Victim was transferred to the hospital. While being evaluated, Victim told a sexual assault nurse examiner that, “I was grabbed and chained around the neck and left in a dirty bathtub. I was raped multiple times by three people. The men put their penises in my mouth, my anus[,] and my vagina.” She further explained that, “They beat me many times. One of the males used a dildo in my anus a lot. It hurt so much.”
he results of Victim’s medical evaluation revealed that her colon was beyond six inches from her sphincter, which means that the object that caused the injury had to have penetrated at least that far. Any object that penetrates that deeply can cause the injury sustained by Victim. The penetration caused a hole in Victim’s colon. This is a significantly dangerous injury because the hole can allow air and stool to leak out, which can cause infection and sepsis. The pain level that is expected from this injury would prevent most people from walking, let alone having sex.

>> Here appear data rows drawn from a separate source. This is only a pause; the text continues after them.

PR #93, opened 2016-02-09
Multi region Releases page

0mega:
Support displaying deploys for multiple Regions e.g. UK, US, CE.

When no filter is provided in query parameters, the default Region is UK, this is for backward compatibility.

Default locale for snapshots is set in environment variable DEFAULT_LOCALE given that older deploy events didn't have a locale assigned to it.

The selected locale/region is set in the cookie for better user experience.

### DIFF
--- a/app/models/events/deploy_event.rb
+++ b/app/models/events/deploy_event.rb
@@ -25,9 +25,7 @@ module Events
     end
 
     def locale
-      # default value needed for older events without locale
-      # value is 'gb' and not 'uk' to comply with 'ISO 3166-1 alpha-2'
-      details.fetch('locale', 'gb')
+      details.fetch('locale', heroku_locale).try(:downcase) || Rails.configuration.default_deploy_locale
     end
 
     private
@@ -36,9 +34,18 @@ module Events
       app_name_extension if ENVIRONMENTS.include?(app_name_extension)
     end
 
+    def heroku_locale
+      app_name_prefix if Rails.configuration.available_deploy_regions.include?(app_name_prefix)
+    end
+
     def app_name_extension
       return nil unless app_name
       app_name.split('-').last.downcase
+    end
+
+    def app_name_prefix
+      return nil unless app_name
+      app_name.split('-').first.downcase
     end
 
     def servers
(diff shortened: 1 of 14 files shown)


0mega:
@FundingCircle/black-bat :eyes:

app/models/queries/releases_query.rb
```diff
@@ -28,7 +29,8 @@ def versions
     attr_reader :app_name, :deploy_repository, :feature_review_factory, :git_repository, :ticket_repository
 
     def production_deploys
-      @production_deploys ||= deploy_repository.deploys_for_versions(versions, environment: 'production')
+      @production_deploys ||= deploy_repository
+                              .deploys_for_versions(versions, environment: 'production', region: @region)
```
andistuder: @dideler decided not to set `attr_reader` for `@region` - treating it same as `@per_page`

app/models/events/deploy_event.rb
```diff
@@ -24,17 +24,30 @@ def environment
       details.fetch('environment', heroku_environment).try(:downcase)
     end
 
+    def locale
+      details.fetch('locale', heroku_locale).try(:downcase) || Rails.configuration.default_deploy_locale
```
andistuder: @LogaJ decided to not protect against empty string. This keeps behaviour in line with other attributes (eg. `environment`) where we also allow empty string. 

Should we see a need for more validation, we can do this any time, and then simply re-run the snapshots.

config/application.rb
```diff
@@ -40,5 +40,12 @@ class Application < Rails::Application
     config.git_repository_cache_dir = Dir.tmpdir
     config.github_access_token = ENV['GITHUB_REPO_STATUS_ACCESS_TOKEN']
     config.data_maintenance_mode = ENV['DATA_MAINTENANCE'] == 'true'
+
+    # default value needed for older events without locale
+    # value is 'gb' and not 'uk' to comply with 'ISO 3166-1 alpha-2'
+    config.default_deploy_locale = ENV.fetch('DEFAULT_DEPLOY_LOCALE', 'gb')
+
+    config.default_deploy_region = ENV.fetch('DEFAULT_DEPLOY_REGION', 'gb')
+    config.available_deploy_regions = ENV.fetch('available_deploy_region', %w(gb us))
```
dideler: Is there a specific reason why `available_deploy_region` isn't all caps?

Police officers returned to appellant’s trailer and, based on the information provided by Victim, placed appellant under arrest. Appellant was subsequently indicted for three counts of aggravated sexual assault and one count of aggravated kidnapping. The indictment included an enhancement allegation that appellant had previously been convicted of the felony offense of aggravated sexual assault. After a jury trial, appellant was found guilty of one count of aggravated sexual assault, two counts of the lesser- included offense of sexual assault, and one count of aggravated kidnapping. Appellant pled true to the enhancement allegation. After a very brief punishment hearing, the trial court sentenced appellant to life imprisonment on all counts. Appellant did not file a notice of appeal but sought an out-of-time appeal from the Court of Criminal Appeals, which was granted on January 29, 2020.